Zurigo / Basilea | | Media Releases Switzerland

Le piccole e medie svizzere percepiscono la recessione sempre più chiaramente. Nel quarto trimestre 2008 si è registrata una stagnazione dello sviluppo delle attività operative, e già dall'inizio dell'anno le aspettative delle aziende lasciano prevedere un tangibile rallentamento degli affari.

Nel quarto trimestre 2008 è proseguita la stagnazione negli affari delle piccole e medie imprese svizzere (PMI): il fatturato globale ha registrato variazioni minime, e le commesse in entrata nell'industria manifatturiera ha subito una brusca diminuzione. Nel primo trimestre 2009 è attesa una riduzione di tutti gli indicatori. È quanto emerge dall'ultimo sondaggio che UBS ha condotto in collaborazione con L'Unione svizzera delle arti e dei mestieri nell'ambito del barometro PMI di UBS. All'attuale sondaggio di novembre/dicembre hanno partecipato circa 640 PMI e - a fini comparativi - 180 grandi aziende.

Contrazione nel quarto trimestre
Sia le aziende industriali sia le PMI orientate al settore dei servizi hanno registrato nel quarto trimestre una stagnazione dei fatturati globali, nei quali le entrate provenienti dalle esportazioni già erano in diminuzione. Le esportazioni hanno risentito notevolmente del rallentamento congiunturale a livello internazionale, e il franco, più forte rispetto all'euro, ha gravato ulteriormente sulla domanda proveniente dai paesi europei. Il calo della domanda ha reso inoltre particolarmente difficile l'introduzione di un aumento dei prezzi di vendita. Nell'ultimo trimestre dell'anno, gli utili sul confronto annuale sono rimasti stabili e l'organico del personale è cresciuto in modo marginale. Il volume di commesse in entrata delle PMI manifatturieri svizzere ha subito una contrazione superiore alle previsioni, sebbene la produzione sia diminuita.

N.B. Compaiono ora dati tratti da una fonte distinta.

PR #12817, opened 2023-02-20
Improve faulty parsing (and more!) of byte array literals

privat:
Parsing: keep the content of faulty elements in byte array literals by interpreting the faulty element as classic literal array elements (instead of just skipping them).

And more: inject a RuntimeSyntaxError signal durint the compilation of faulty byte arrays literals, and make `RBLiteralByteArrayNode>>#value` more robust by returning a classic array if faulty (instead of a weird deep exception during the execution of the method).

Note: I'm not sure if this is the correct approach here. A safer alternative could be to return a `RBLiteralByteArrayErrorNode` instead of a legal `RBLiteralByteArrayNode` with broken elements. The current approach (unmodified by the PR, since it just improve the parsing, the error information and add some workaround around faulty RBLiteralByteArrayNode) is still fragile. Maybe the other way could also be simpler (less workarounds). Discussion?


guillep:
Should this PR be closed after the integration of https://github.com/pharo-project/pharo/pull/12818 ?

PR #12818, opened 2023-02-20
Improve faulty parsing of byte array literal (alternative version)

privat:
Parsing keeps the content of faulty elements in byte array literals by interpreting the faulty element as classic literal array elements (instead of just skipping them), and put them in an instance of `RBLiteralByteArrayErrorNode` instead of in a faulty `RBLiteralByteArrayNode` instance as previously.
The old way was fragile and broke clients (including compilation and execution), since a `value` of a `RBLiteralByteArrayNode` can only contain bytes.

Note: This is an alternative implementation of #12817 — there can be only one[.](https://www.youtube.com/watch?v=sqcLjcSloXs) that is somewhat simpler (you can compare the diffs) and more robust.
The only drawback is that `RBEnglobingErrorNode` (the superclass of the error node used) need love:
* weird spaces in formatting.
* `contents` should have a `s` (I think)
* mandatory error is problematic when the error is in the content (so no specific error message on the whole compound)
But I consider these to be out of the scope of the PR and should be solved independently.


privat:
Maybe a discussion point (that also applies to #12817 ): the choice currently (and previously) done in case of error is to consume elements until a closing bracket `]`. An alternative policy could be to consider having an unfinished literal (someone forgot the `]`, or is still writing and did not enter it yet) then continue the parsing as if a `]` was present (the node is still an error node, obviously).

MarcusDenker:
I restarted the CI run and now this looks odd: It shows an error and I can not restart it anymore. Very very odd

guillep (approved):
Looks good!

I wonder, why a lot of tests are removed, is that because they seem superfluous or it is a mistake?

MarcusDenker:
I think I did the conflict resolution wrong, the tests should have been added, not removed

privat:
I rebased the commits to solve the merge

src/AST-Core-Tests/RBErrorNodeParserTest.class.st
```diff
@@ -363,6 +363,29 @@ RBErrorNodeParserTest >> testFaultyCascadeMessageExpected4 [
 	self
 		assert: node formattedCode
 		equals: '1<r><t>;<r><t>bar' expandMacros
+RBErrorNodeParserTest >> testFaultyLiterabByteArray [
```
guillep: There is a syntax error here...

guillep: There is a missing closing bracket between lines 365 and 366?

guillep (changes requested):
The ci fails because of the syntax error I think

privat:
oops. I shouldn't have solved the conflicts by hand in a text editor before the first coffee.

privat:
tests are ok (but the windows box is dead)

MarcusDenker (approved):

MarcusDenker:
I like this solution better than the alternative, as here we know that we have a wrong ByteArray

guillep (approved):

PR #12819, opened 2023-02-21
InitializeSlot causes strange behavior that leads to error

### LINKED ISSUE #12811: InitializeSlot causes strange behavior that leads to error
Create a class with the following definition:

```
Object << #TestClass
	slots: { #slotA => InitializedSlot default: OrderedCollection new };
	sharedVariables: {};
	package: ''
```

click out and back to the class definition, it changes to:

```
Object << #TestClass
	slots: { #slotA => InitializedSlot default: an OrderedCollection };
	sharedVariables: {};
	package: ''
```

`an OrderedCollection` shows red indicating a syntax error.  If you try to edit the class definition the following error appears:

image

 - OS: Windows 10
 - Pharo Version 10

astares:
Fix #12811


jordanmontt:
It would be nice if you can add some tests

MarcusDenker:
One think to note: the default value is written to the instance after "new". For a collection, you would want a *new* collection for each instance. 

The problem with "OrderedCollection new" is that it will be evaluated just once (when you create / update the class).

Inao0 (approved):
I checked that one with @tesonep.

MarcusDenker:
Did you chech the CI tests?

unix-64 / Tests-unix-64 / testPrintingUsingPrintStringForBlocks – Unix64.VariablesLibrary.Tests.Tests.InitializedSlotTest
unix-64 / Tests-unix-64 / testPrintingUsingStoreStringWithoutBlocks – Unix64.VariablesLibrary.Tests.Tests.InitializedSlotTest

are now failing for all CI runs.

to me it looks like you merged this even though the CI tun failed completely for the last commit (no tests were run, so we can not even say if these tests fail due to this PR)

guillep:
Let's revert it, no need to make a fuzz when it can be solved easily :)
The CI is very charged on a sprint day.

PR #12823, opened 2023-02-21
Filter on substrings in DrTest

### LINKED ISSUE #12788: DrTest: Filter with includes substring instead of begins with
It happens a lot to me that I want to run the tests of a project that is part of a meta-project. For example AI-HierarchicalClustering-Test. To select this package in DrTest I type "Hier" in the package list filter. 

Currently there is not result because my package starts with "AI-", but in the previous test runner, it was filtering by also returning the elements including the pattern given. 

I wonder if this could not be a better behivor also for DrTest. 

Anyone has an opinion on that?

jecisc:
Currently it was filtereng elements only if they begun by the pattern. Now, they filter if the item includes the pattern

Fixes #12788


MarcusDenker:
Tests failing in DTFilterableListPresenterTest

privat (approved):

PR #12824, opened 2023-02-21
Sync zinc

jecisc:
Brings: 
- [Add ZnCharacterEncoder>>#ensureAtBeginOfCodePointOnStream: to be used](https://github.com/svenvc/zinc/commit/952f5f4a689206736d38cbe9a00a6661628859a0)
- [Protocol name change testing->tests](https://github.com/svenvc/zinc/commit/87f1e9b28861c4d95d9c3da7e4ff26c405d03bb6)
- [Rename isFixed -> isFixedLength, isVariable -> isVariableLength](https://github.com/svenvc/zinc/commit/439b9a18112e250011fcbafa82783de814edbaab)
- [Add a more comprehensive ZnCharacterStreamTest>>#testReadStreamManipuâ¦](https://github.com/svenvc/zinc/commit/8f1a2554de51fc8c7f9f848b392526d9f066f2bd)

We hope that this will help to fix issue 12575


svenvc:
LGTM

Thanks !

MarcusDenker:
Two failing tests:

OmBlockFileStoreTest>>testMultibyteUnicodeCharacterCrossingTwoBlocks
	
```Reading entry from File @ /tmp/ombu-tests/testingStoree4io677ch48goj24wbq67vs0v.ombu@393216: Message not understood: ZnBufferedReadStream >> #back```

OmFileStoreTest>>testLoadFromCorruptFile4

```Message not understood: ZnBufferedWriteStream >> #peek```

**Comment by svenvc** [comment]
OK, I will look into them tonight.

**Comment by svenvc** [comment]
This is way harder than I thought.

ZnBufferedReadStream>>#back was indeed missing, but adding it only results in the problem that the new position logic tries to move too much backwards (past the beginning). The question is why ?

Looking at the test, I don't understand the intent, nor how this Om File/Block Store works or is designed.

The second error is more conceptual: the write stream inherits the new position logic that was meant for a read stream, hence peek and back are not understood. This is normal. 

The question is, should position on an encoded write stream also make sure you do not end up inside one character ? Probably.

I think I could rewrite the second test to circumvent the issue (the goal is just to generate a bogus file).

It is also important to note what I did with the positioning of course assumes that the input, the underlying bytes, are correctly encoded, else all bets are off. Is assuming that too much of an ask ?

**Comment by jecisc** [comment]
Maybe @tinchodias can provide some clues about the way ombu works? :)

**Comment by svenvc** [comment]
Here is a version of the second test that works (by circumventing the issue):
```
testLoadFromCorruptFile4
	"Content is corrupted"

	| loadedStore stream |
	store newEntry: (OmEntry content: 41).
	store newEntry: (OmEntry content: 42).
	store flush.

	"Override some characters"
	stream := store fileReference binaryWriteStreamDo: [ :writeStream |
		writeStream position: 50; nextPutAll: '**' utf8Encoded ].

	loadedStore :=
		(OmFileStore
			named: store globalName
			inDirectory: self directoryForTests)
			yourself.

	self
		should: [ loadedStore refresh; entries ]
		raise: OmFileStoreReadingError
```
And as far as I understand, it is clearer.

**Comment by jecisc** [comment]
I added this updated test in the PR

**Comment by tinchodias** [comment]
already fixed?

**Comment by jecisc** [comment]
@tinchodias Sven had two problems. 

He fixed the second one, but not the first one:

>ZnBufferedReadStream>>#back was indeed missing, but adding it only results in the problem that the new position logic tries to move too much backwards (past the beginning). The question is why ?
>
> Looking at the test, I don't understand the intent, nor how this Om File/Block Store works or is designed.

**Comment by jecisc** [comment]
The failing test in question is `OmBlockFileStoreTest>>testMultibyteUnicodeCharacterCrossingTwoBlocks`

**Comment by svenvc** [comment]
> already fixed?

The test #testMultibyteUnicodeCharacterCrossingTwoBlocks is acting up.

What is the purpose of OmBlockFileStore vs OmFileStore ?
Are the blocks (which seem to be in the same file) a way to speed up accessing ? 
Are positions being cached ?

The test seems to be about splitting a multi-byte character over a block boundary.

The new position: logic will now move back until it is at a character start. However, if we are at the start (of a block I am guessing), that will fail, since we cannot go back further.

Does this make sense ?

**Comment by svenvc** [comment]
@jecisc the following commit in Zinc is part of the changes regarding #position: (but not directly relevant to the 2 issues)

**Comment by svenvc** [comment]
With all the latest Zinc code loaded, the following shows the current problem:

```
bytes := (String new: 64 withAll: (Character value: 266)) utf8Encoded.

(ZnCharacterReadStream on: (ZnBufferedReadStream on: bytes allButFirst readStream)) in: [ :stream |
  stream position: 0; next ].
```

The character in the example is encoded using 2 bytes in UTF8, chopping off the first byte of the byte sequence makes the sequence invalid. With the new position: logic the stream tries to move backwards from the first position to a valid character start, which does not exist, hence it hits the 'cannot move back from beginning' error.

Basically, I think this is correct behaviour.

**Comment by svenvc** [comment]
It feels to me as if the OmBlockFileStore logic should be updated to prevent it from splitting an encoded character, if that makes sense or is even possible.

**Comment by tinchodias** [comment]
Hello, I didn't understand well what changed to make the test fail. But I'd be happy to explain a bit of the Ombu and Epicea if you can help me to get it.

An .ombu file is a sequence of ston serializations. The naive way to inspect the contents:
```smalltalk
ombuFile := ('./pharo-local/ombu-sessions' asFileReference filesMatching: '*.ombu') anyOne.

changeEntries := OrderedCollection new.

OmCurrentGlobalName
	value: 'Test'
	during: [
		ombuFile readStreamDo: [ :readStream |
			| aReader |
			aReader := STON reader
				on: readStream;
				allowComplexMapKeys: true;
				yourself.
			
			[ readStream atEnd ] whileFalse: [
				changeEntries add: aReader next ] ].				
		].

changeEntries inspect.
```

But this became much more complex when there were issues with large files that took too long to be parsed in the browser. I implemented the `OmBlockFileStore`, that reads the file by blocks of a fixed number of bytes. 

The test that is failing is associated with this discussion:
http://forum.world.st/Non-deterministic-ombu-errors-td4970592.html#a4975137

I'll continue tomorrow. Cheers

<blockquote><div><strong><a href="http://forum.world.st/Non-deterministic-ombu-errors-td4970592.html#a4975137">Pharo Smalltalk Developers - Non-deterministic ombu errors</a></strong></div><div>Non-deterministic ombu errors. Hi, I'm having some non-deterministic errors in the Travis builds, the error is always something like: *OmFileStoreReadingError: Reading entry from File...</div></blockquote>

jecisc:
@tinchodias le problem seems to be that UTF-8 does not have a fixed number of bytes for a character. And it happens that the blocks can chain in the middle of a character and this breaks IIUC

jecisc:
@tinchodias Do you have an idea to improve the situation? 
It’s a little hard to know how to fix this issue without having lot of knowledge about ombu

tinchodias:
true... let me check today/tomorrow

jecisc:
Thank you Martin! :) 
If we could fix this issue it will make the CI much more robust

tinchodias:
Hi @jecisc I debugged the test but need to continue tomorrow.

tinchodias:
I'm trying to reimplement the OmBlockFileStore: work on the binary stream without utf-8 encoding, just scan occurrences of `'Ombu {' utf8Encoded` plus an extra byte to differentiate it from the literal, which could appear inside a method's source code.

jecisc:
Thank you Martin! :)

tinchodias:
I went back yesterday to this issue... I was a bit blocked on how to fix it "elegantly".

I ended writing an anolog of Zinc's position: but that skips forward instead of backwards, if the encoding requires it.
For the moment this is my best approach... what's your opinion @svenvc ?

Code:
```
ZnEncodedReadStream>>
positionAtNextBeginCodePointStartingAt: aPosition
	"Set the byte position in the underlying/wrapped binary stream to aPosition.
	This is not a character based position! Positions are zero based.
	I will move forward if aPosition is not at the beginning of a code point."

	super position: aPosition.
	self encoder skipToValidCharacterOnStream: stream.
	peeked := nil
```
and:
```
ZnUTF8Encoder>>
skipToValidCharacterOnStream: stream
	"Ensure that the current position of stream is a the beginning of an encoded code point,
	if not move further forward. This is necessary when a position in the binary stream is set,
	not knowing if that position is on a proper encoded character boundary."

	[ (stream peek bitAnd: 2r11000000) == 2r10000000 ] whileTrue: [ stream next ]
```

but it would require more on the hierarchy of encoders and streams.

tinchodias:
I pushed this commit with my draft fix: https://github.com/tinchodias/pharo/commit/0ff5bcc2effeab5e0aae248cc9d0461420dd2456

What do you think?

svenvc:
Interesting, indeed, both going backwards as well as going forwards are possible when positioning in between encoded character boundaries.

I will have a look and this about it. It would make the interface pretty complicated though, to offer both options.

svenvc:
Thanks @tinchodias for the excellent proposal, I took it over with some slight renaming:

https://github.com/svenvc/zinc/commit/be478d9bdeabc8369e9a8f532c3577fe1cc5d32a

The difference can be illustrated as follows:
```
"the fourth byte position (zero based) is inside the encoded code point for è (at the second byte)"

(ZnCharacterReadStream on: 'élève' utf8Encoded readStream)
	position: 4; "implicit backward move"
	next. "$è"
	
(ZnCharacterReadStream on: 'élève' utf8Encoded readStream)
	positionForward: 4;
	next. "$v"
```

tinchodias:
Great @svenvc it looks very good, I like the names. @jecisc -> How should I collaborate with the adaptation to Ombu? if I push the change to my repo as a branch of this PR branch, then you can pull it and push it to your repo. No?

jecisc:
I’m planning to integrate Sven changes to this pr Monday (I don’t have my computer before Sunday evening :( )
If you branch from there and link me the branch I can check it up Monday :)

tinchodias:
Yes of course no problem!

jecisc:
@tinchodias I just did another sync of Zinc in this PR

jecisc:
@tinchodias in the end do you have a new version of the ombu blocs? Can I integrate it to this PR or does it still need more work?

jecisc:
I checked Martin repo and I tried to propose a new version with Sven's new methods. Let's see if that fixes the CI

jecisc:
Yes it passed!

Have you ever dreamed of never seen "OmFileStoreReadingError: Reading entry from File blabla: Illegal leading byte for utf-8 encoding" ever again in your CI? If you have you will love this PR because if everything goes well, you will never need that again! (At least in P11 and later)

Fixes #12575

MarcusDenker (approved):

tinchodias:
Thanks @jecisc sorry for delay. Great that you could adapt the code to the new selectors! cheers.

svenvc:
Thank you all for the enormous effort, great work.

Questo andamento dovrebbe proseguire anche in futuro, poiché l'arrivo di nuovi ordinativi sia dal mercato interno che sul fronte delle esportazioni si è ridotto notevolmente.

Recessione in aumento
La riduzione del portafoglio ordini nel quarto trimestre si rispecchia dunque anche nei risultati del sondaggio riguardante l'andamento previsto nel primo trimestre 2009: i partecipanti al sondaggio prevedono che rispetto all'anno precedente i fatturati globali subiranno una contrazione e che una diminuzione delle commesse in entrata inasprirà la situazione ulteriormente. Di conseguenza gli utili continueranno ad essere sotto pressione. Dai risultati del sondaggio emerge che la riduzione del personale operata in questa situazione congiunturale farà sentire le sue conseguenze soprattutto nel settore dell'industria.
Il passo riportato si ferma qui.